Closed naveentatikonda closed 2 weeks ago
@naveentatikonda I opened an issue for the int4 & glove200. Interesting to be sure. I wonder if we are suffering because its a statistical based model, or if its just due to the lower dimension count: #13614
One interesting finding, is statically setting the confidence interval very low (lower than is currently allowed in Lucene) makes recall way better.
FWIW, this is the opposite of what we found from transformer based models, where the dynamic interval was almost a necessity.
@benwtrent Just saw the github issue. This looks interesting. Will try to test with some other cosine dataset with higher dimension to validate and rule out these possibilities. Thanks!
I just tested KNN recall using knnPerfTest.py
from luceneutil
on 4, 7, 8 bit quantization, and still see 8 bit quantization broken.

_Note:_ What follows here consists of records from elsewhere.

PR #570, opened 2024-08-13
Top nav selector fixes

dcsaszar:
The previous position-based selectors caused two issues:

* The logo did not overlap if the nav header had a section below the top nav
* All sections in the top nav had a grey bar

Apart from not matching sections that are not actual top-nav sections, the selector matches exactly as before, including the landing page layout and slim nav. Not fully sure if this is intended, but it worked before and still works.


agessler:
@dcsaszar  Fine.. please add my commit here for all fixes..
https://github.com/Scrivito/scrivito-portal-app/pull/571

agessler (approved):

PR #574, opened 2024-08-23
Add `treatLocalhostLike`

markus-codewrangler:
Make sure the Portal-App only gets an app token (`stas_*`) from IAM – not a product token (`st_*`) (caused by the `X-Treat-Localhost-Like` header of the UI's webpack proxy).

This fixes a deviation from the production env, for a local portal-app running in a local UI.

Outcome of https://infopark.slack.com/archives/G011EJEGKD5/p1721287390884569


apepper:
Should be fixed on IAM side.

PR #581, opened 2024-09-03
Readme

apepper:


LICENSE
```diff
@@ -0,0 +1,21 @@
+MIT License
```
dcsaszar, line 1: * [ ] FYI The Example App also mentions the license in the package.json (https://github.com/Scrivito/scrivito_example_app_js/blob/master/package.json#L4)

readme.mdown
```diff
@@ -0,0 +1,62 @@
...
+
+[Scrivito](https://www.scrivito.com/?utm_source=github&utm_medium=natural&utm_campaign=github_portal_app) is the world's most secure, serverless JavaScript CMS. Based on ReactJS, it is completely maintenance-free, cost-effective, and has unprecedented security. Learn more about Scrivito at [scrivito.com](https://www.scrivito.com/?utm_source=github&utm_medium=natural&utm_campaign=github_portal_app).
+
+This portal app shows Scrivito’s features and is a great basis for your own Scrivito website projects.
```
dcsaszar, line 7: * [ ] FYI In our internal communication we always treat "Portal App" as a name, with uppercase initials. How about: "This portal app" -> "The Portal App" or -> "The Scrivito Portal App"?

readme.mdown
```diff
@@ -0,0 +1,62 @@
...
+Make sure that you have [![node ≥ 20.0](https://img.shields.io/badge/node-≥%2020.0-blue.svg)](https://nodejs.org) installed.
+
+```
+node -v
+# should output something like v20.17.0
+```
+
+### Install dependencies
+
+Now call `npm install` in the command line to install all JS dependencies (which are placed in the folder `node_modules/`).
```
dcsaszar, line 38: * [ ] FYI since this app is geared towards experienced (TypeScript) developers the parenthesized part could be left out.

This is with Cohere (768 dimension) vectors, 250K docs, 32 maxConn
, 50 beamWidthIndex
, 20 fanout
.
For EUCLIDEAN
:
recall latency nDoc fanout maxConn beamWidth quantized visited index ms selectivity filterType
0.541 1.27 250000 20 32 50 4 bits 7156 18786 1.00 post-filter
0.886 1.18 250000 20 32 50 7 bits 6763 17791 1.00 post-filter
0.038 1.74 250000 20 32 50 8 bits 10066 26265 1.00 post-filter
And DOT_PRODUCT
(angular):
recall latency nDoc fanout maxConn beamWidth quantized visited index ms selectivity filterType
0.497 0.96 250000 20 32 50 4 bits 4903 16632 1.00 post-filter
0.771 0.87 250000 20 32 50 7 bits 4319 15565 1.00 post-filter
0.003 0.92 250000 20 32 50 8 bits 9157 30284 1.00 post-filter
And COSINE
:
recall latency nDoc fanout maxConn beamWidth quantized visited index ms selectivity filterType
0.531 1.23 250000 20 32 50 4 bits 6816 20618 1.00 post-filter
0.650 1.22 250000 20 32 50 7 bits 6921 19454 1.00 post-filter
0.002 1.00 250000 20 32 50 8 bits 8692 188290 1.00 post-filter
Should we maybe just remove 8 bit support?

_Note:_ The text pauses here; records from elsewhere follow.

PR #582, opened 2024-09-03
DataFormUploadWidget: Drag 'n' drop, preview and file size limit

apepper:
Allow to drag 'n' drop files on the screen.

Also show a preview of the selected files:

Screenshot 2024-09-03 at 13 58 38

Last, but not least, limit the files to max. 50 MB:

Screenshot 2024-09-03 at 13 59 06

### DIFF
--- a/src/Components/Attachment.tsx
+++ b/src/Components/Attachment.tsx
@@ -5,8 +5,10 @@ import { FullDataBinary, dataBinaryToUrl } from '../utils/dataBinaryToUrl'
 
 export const Attachment = connect(function Attachment({
   attachment,
+  readonly,
 }: {
   attachment: FullDataBinary
+  readonly?: boolean
 }) {
   const [binaryUrl, setBinaryUrl] = useState<string | undefined>(undefined)
   const [trigger, setTrigger] = useState<number>(0)
@@ -23,12 +25,8 @@ export const Attachment = connect(function Attachment({
     }
   }, [attachment, trigger])
 
-  return (
-    <a
-      href={binaryUrl}
-      className="box-attachment"
-      title={`Download ${attachment.filename}`}
-    >
+  const content = (
+    <>
       <div className="box-preview">
         <BoxPreviewContent binaryUrl={binaryUrl} attachment={attachment} />
       </div>
@@ -40,6 +38,18 @@ export const Attachment = connect(function Attachment({
           })}
         </span>
       </div>
+    </>
+  )
+
+  return readonly ? (
+    <div className="box-attachment">{content}</div>
+  ) : (
+    <a
+      href={binaryUrl}
+      className="box-attachment"
+      title={`Download ${attachment.filename}`}
+    >
+      {content}
     </a>
   )
 })
--- a/src/Components/Attachment.tsx
+++ b/src/Components/Attachment.tsx
@@ -1,0 +1,70 @@
+import prettyBytes from 'pretty-bytes'
+import { useState, useEffect } from 'react'
+import { connect, currentLanguage } from 'scrivito'
+import { FullDataBinary, dataBinaryToUrl } from '../utils/dataBinaryToUrl'
+
+export const Attachment = connect(function Attachment({
+  attachment,
+}: {
+  attachment: FullDataBinary
+}) {
+  const [binaryUrl, setBinaryUrl] = useState<string | undefined>(undefined)
+  const [trigger, setTrigger] = useState<number>(0)
+
+  useEffect(() => {
+    let timeoutId: NodeJS.Timeout
+    dataBinaryToUrl(attachment).then(({ url, maxAge }) => {
+      setBinaryUrl(url)
+      timeoutId = setTimeout(() => setTrigger(Date.now()), maxAge * 1000)
+    })
+
+    return () => {
+      if (timeoutId) clearTimeout(timeoutId)
+    }
+  }, [attachment, trigger])
+
+  return (
+    <a
+      href={binaryUrl}
+      className="box-attachment"
+      title={`Download ${attachment.filename}`}
+    >
+      <div className="box-preview">
+        <BoxPreviewContent binaryUrl={binaryUrl} attachment={attachment} />
+      </div>
+      <div className="box-meta">
+        <span className="box-name">{attachment.filename}</span>
+        <span className="box-size">
+          {prettyBytes(attachment.contentLength, {
+            locale: currentLanguage() ?? 'en',
+          })}
+        </span>
+      </div>
+    </a>
+  )
+})
+
+function BoxPreviewContent({
+  binaryUrl,
+  attachment,
+}: {
+  binaryUrl?: string
+  attachment: FullDataBinary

From the discussion above it sounds like even the fixes we are testing are not much better than 7 bit, and add substantial code complexity?

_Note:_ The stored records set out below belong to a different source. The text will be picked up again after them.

PR #934, opened 2025-08-11
CSS: Bugfix - Fix "No semantic tag" styles of HeadlineWidget

apepper:
They should look identical to having a h1 to h6 associated.


dcsaszar (approved):
LGTM

PR #948, opened 2025-09-02
[blobToBinary] Bugfix - allow octet-stream base64 strings

apepper:
Sometimes the prefix of dataUrl of the FileReader output, does not match `blob.type`. In this case it is better to allow the generic mime type `application/octet-stream` instead.

Fixes https://app.honeybadger.io/projects/132043/faults/123009878.

### DIFF
--- a/src/utils/blobToBinary.ts
+++ b/src/utils/blobToBinary.ts
@@ -50,7 +50,7 @@ async function blobToBase64(blob: Blob): Promise<string> {
       }
 
       const parts = dataUrl.split(';base64,')
-      const [_firstPart, secondPart, ...rest] = parts
+      const [, secondPart, ...rest] = parts
       if (!secondPart || rest.length > 0) {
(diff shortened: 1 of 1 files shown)


dcsaszar (commented):
I've read through most of https://stackoverflow.com/questions/18650168/convert-blob-to-base64 and I can't understand why our implementation is so long. It would be great if the fixed code would become shorter instead of longer.

* [ ] Could we go with a simple approach to get the base64 and then have straightforward blob.type -> data-url -> error fallbacks for the content type?
If not, why? Do we have a set of test files so I can reproduce the known issues?

apepper:
REVIEW ([e2c9939](https://github.com/Scrivito/scrivito-portal-app/pull/948/commits/e2c993981962c08880af25630560f68c4a65d247))

`blobToBase64` is now independent of `blob.type`.

PR #955, opened 2025-09-03
[typescript] Upgrade "moduleResolution" to more modern "bundler"

apepper:
See https://www.typescriptlang.org/docs/handbook/modules/reference.html#node10-formerly-known-as-node for background.


apepper:
REVIEW ([5fefa34](https://github.com/Scrivito/scrivito-portal-app/pull/955/commits/5fefa3471f6e1eee140335beeca84d2c30385f31))

PR #957, opened 2025-09-09
Replace SCRIVITO_ROOT_OBJ_ID with SCRIVITO_DEFAULT_CONTENT_ID

apepper:
Motivation: Currently the setup relies on a "magic obj ID". When this obj is existing all is good, but as soon as this obj is deleted we would have to document created a specific Obj with a specific `_id`. Instead one now has to "only" set a special `_contentId` for the root obj.

So https://docs.scrivito.com/js-sdk-cheat-sheet#deleting-all-website-content would look like this _after_ this PR:

```
// objs = await ...

Scrivito.getClass("Homepage").create({
  _path: "/",
  _language: "en",
  _contentId: "c2a0aab78be05a4e",
});

// objs.forEach((o) => { ...
```

### DIFF
--- a/src/Components/NotFoundErrorPage.tsx
+++ b/src/Components/NotFoundErrorPage.tsx
@@ -10,17 +10,14 @@ import {
   NotFoundErrorPage as ScrivitoNotFoundErrorPage,
 } from 'scrivito'
 import { Loading } from './Loading'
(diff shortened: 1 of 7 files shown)


dcsaszar (changes requested):
* [ ] I haven't looked at the changes yet but saw the missing extensions running the branch:

Image

PR #969, opened 2025-09-25
R.I.P. react-helmet

apepper:
Or more specifically `@dr.pogodin/react-helmet`. Thanks for the ride so far. But with React 19 most of the utilities are no longer needed. This saves ~5kb gzipped payload.

### DIFF
--- a/src/App.tsx
+++ b/src/App.tsx
@@ -7,6 +7,7 @@ import { NotFoundErrorPage } from './Components/NotFoundErrorPage'
 import { Toasts } from './Components/Toasts'
 import { DesignAdjustments } from './Components/DesignAdjustments'
 import { SinglePageSite } from './Components/SinglePageSite'
+import { Favicon } from './Components/Favicon'
 
 export const helmetContext: { helmet?: HelmetServerState } = {}
 
@@ -24,6 +25,7 @@ export function App({
             <SinglePageSite>
               <CurrentPage />
               <NotFoundErrorPage />
+              <Favicon />
               <CurrentPageMetadata />
             </SinglePageSite>
           </DesignAdjustments>
--- a/src/App.tsx
+++ b/src/App.tsx
@@ -1,5 +1,4 @@
 import { connect, currentLanguage, CurrentPage } from 'scrivito'
-import { HelmetProvider, HelmetServerState } from '@dr.pogodin/react-helmet'
 
 import { CurrentPageMetadata } from './Components/CurrentPageMetadata'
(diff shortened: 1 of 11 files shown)


src/prerenderContent/prerenderObj.tsx
```diff
@@ -46,3 +47,14 @@ export async function prerenderObj(
     },
   ]
 }
+
+function extractTitle(html: string): {
+  title: string
+  bodyContent: string
+} {
+  const titleMatch = html.match(/<title[^>]*>.*?<\/title>/i)
```
dcsaszar, line 50: * [ ] ReDoS vulnerable

src/App.tsx
```diff
@@ -24,6 +25,7 @@ export function App({
             <SinglePageSite>
               <CurrentPage />
               <NotFoundErrorPage />
+              <Favicon />
```
dcsaszar: * [ ] The `link` position leads to an HTML validation error:

> Error: A link element must not appear as a descendant of a body element unless the link element has an itemprop attribute or has a rel attribute whose value contains dns-prefetch, modulepreload, pingback, preconnect, prefetch, preload, prerender, or stylesheet.

src/Components/CurrentPageMetadata.tsx
```diff
@@ -14,8 +14,15 @@ export const CurrentPageMetadata = connect(() => {
         htmlAttributes={{
           lang: page?.language() || 'en',
         }}
-        meta={getMetadata(page)}
       />
+      {getMetadata(page).map(({ name, property, content }) => (
+        <meta
```
dcsaszar, line 19: * [ ] Validation errors b/c of wrong position:

> Attribute name not allowed on element [meta](https://html.spec.whatwg.org/multipage/#the-meta-element) at this point.

> Element [meta](https://html.spec.whatwg.org/multipage/#the-meta-element) is missing one or more of the following attributes: itemprop, property.

dcsaszar (changes requested):
https://validator.w3.org/ is complaining about the current outcome. Also, ReDoS. See comments.

apepper:
I'm going to close this for now. So far I was not able to produce code, that

(a) prerenders nicely without hydration errors.
(b) produces valid html (according to https://validator.w3.org/nu/).
(c) does not produce console.log warning during regular development.

One or more of those points where in the way with different approaches .

Maybe I'll revisit this in half a year or so to see, if my skills improved or the React eco-system at large.

PR #1067, opened 2026-03-27
Add Country data class

apepper:
This is only for completeness sake. PisaSales has it in its "portal/_manifest" file included. AFAIK country is used during the cpq configuration in paulas journey. Please note, that the initialContent is only a small subset on what an actual PisaSale server will respond.


src/Data/Country/countryParamsFallback.ts
```diff
@@ -0,0 +1,87 @@
+import { currentLanguage, DataAttributeDefinitions, load } from 'scrivito'
+import { localStorageDataConnection } from '../localStorageDataConnection'
+
+async function attributes(): Promise<DataAttributeDefinitions> {
+  const lang = await load(() => currentLanguage())
+
+  return {
+    countryCode: [
+      'string',
+      { title: lang === 'de' ? 'Telefonvorwahl' : 'Telephone country code' },
```
dcsaszar: * [x] FYI strictly and technically the "Vorwahl" is "+49", while the "Code" is "49". Looking at the usage we include the "+", so a less ambiguous EN wording could be "Country calling code" or "International dialing code".

dcsaszar (approved):
LGTM

src/Data/Country/countryParamsFallback.ts
apepper: Ronald changed it to `Landesvorwahl`/`Country calling code`.

dcsaszar (approved):
👯

PR #1068, opened 2026-03-27
Bugfix - Prerender: Make design adjustment !important

apepper:
~Otherwise `<link rel="stylesheet" ...` placed by vite will have higher priority.~

Test with:
* npm run prerender
* npm run prerender-preview
* Visit http://localhost:8080/71ec0827969c2bd8/en.html within your browser - disable javascript.

Expected: Background color is correct (yellowish)
Actual (prior to this commit): Background color was wrong (bluish)


src/prerenderContent/generateHtml.ts
```diff
@@ -11,11 +11,13 @@ export async function generateHtml(
...
   },
 ): Promise<string> {
-  return keys.reduce((html, key) => {
+  const html = keys.reduce((html, key) => {
     const re = replacements[key]
     if (html.match(re)) return html.replace(re, () => data[key])
     throw new Error(`Missing placeholder for ${key} in index.html.`)
   }, baseHtmlTemplate)
+
+  return html.replace('</head>', `${data.style}</head>`)
```
dcsaszar: * [ ] We now have two ways of modifying the `index.html`, which makes the "correct" approach less clear.

index.html
dcsaszar: * [x] FYI This creates the illusion of an expected order, which Vite doesn't have by default. I suggest to remove the stylesheet link here and import in `main.tsx` to avoid surprises.

dcsaszar (changes requested):
Learnt something new about Vite 🎉 . See comments.

* [x] My alternative suggestion: Tag the overriding vars in `DesignAdjustments` as `!important`. Why does this work?
  1. The idea is to have a default (in CSS) and an override (by the app), `!important` makes this explicit.
  1. The vars are "global", i.e. not intended to be overridden by deeper DOM elements, so `!important` can't hurt nested selectors.

apepper:
REVIEW ([a9cc1e3](https://github.com/Scrivito/scrivito-portal-app/pull/1068/commits/a9cc1e3d4a5874628a4e4c5bd6e223f83d14869d))

FYI: I forced pushed a different version.

src/Components/DesignAdjustments.tsx
```diff
@@ -104,7 +108,7 @@ const FontFace = connect(
             font-family: '${fontFamily}';
             font-display: swap;
             src: url('${encodeURI(fontUrl)}');
-            ${weight ? `font-weight: ${weight};` : ''}
+            ${weight ? `font-weight: ${weight} !important;` : ''}
```
dcsaszar, line 107: * [x] FYI in order to avoid subtle typos etc. by not being DRY enough, we could collect the values in "plain" form and add the `" !important;"` suffix where we join. Update: comment is meant for line 60 and above.

dcsaszar (approved):
LGTM

apepper:
REVIEW ([04b0273](https://github.com/Scrivito/scrivito-portal-app/pull/1068/commits/04b0273a524fa553011b695b0b47490a745ab46f))

dcsaszar (approved):
LGTM

PR #1088, opened 2026-04-24
Tailwind basics

apepper:


src/assets/stylesheets/index.css
```diff
@@ -8,3 +8,23 @@
   --breakpoint-xl: 75rem; /* 1200px */
   --breakpoint-2xl: 87.5rem; /* 1400px — Bootstrap's `xxl` */
 }
+
+/* Use bootstrap 5 container widths */
+@utility container {
```
dcsaszar, line 13: * [ ] FYI I'd prefer a solution that plays along with the Tailwind default instead of overriding it. Ideas:
  * get rid of the added padding
  * use padding classes (we already do this - so maybe just adjust the padding values)
  * use the documented way of default padding: https://v3.tailwindcss.com/docs/container#adding-horizontal-padding

src/assets/stylesheets/index.css
```diff
@@ -8,3 +8,23 @@
...
+  width: 100%;
+  @media (width >= theme(--breakpoint-sm)) {
+    max-width: 540px;
```
dcsaszar, line 16: * [x] Please do not mix rem and px. Otherwise the layout will behave in unexpected ways on screens with non-default rem size. Since the theme recommends rem let's stick with rem.

src/Widgets/SectionWidget/SectionWidgetComponent.tsx
```diff
@@ -12,11 +12,11 @@ provideComponent(SectionWidget, ({ widget }) => {
     sectionClassNames.push(`bg-${backgroundColor}`)
   }
 
-  if (widget.get('showPadding')) sectionClassNames.push('py-5')
+  if (widget.get('showPadding')) sectionClassNames.push('py-12!')
```
dcsaszar, line 15: * [ ] FMI: Why do we need `!`?
* [ ] FYI: Idea: Maybe we should enforce comments for every usage of `!`.

src/assets/stylesheets/index.css
```diff
@@ -28,3 +28,33 @@
     max-width: 1320px;
   }
 }
+
+/* skip-to-content link
+ ================================================== */
+
+.skippy:focus-within {
```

In any event, I think this should be a blocker for 9.12 / 10.0? We should do something before releasing (fix 8 bit case, or remove it)...
(It's also entirely possible I am making some sort of silly mistake trying to run this tooling that I do not fully understand, heh).
If nobody else jumps on in the next day or so, I'll work up a PR to remove int8
for now soon...
@mikemccand that makes sense to me. All the numerics we are messing with here shows that we are hitting some weird edge cases where int8 just isn't worth it if it remains signed & we attempt to accurate scale the linear transformation of the scores.
I also don't have cycles right now to dig further. Though I welcome others attempts.
My gut reaction is that the only way to handle this for int8
is to go "full unsigned" and have some custom scoring logic that transforms the bytes as unsigned, etc. though that adds significant code to our vector util's, etc. (see my very old and probably now defunct draft: https://github.com/apache/lucene/pull/12694)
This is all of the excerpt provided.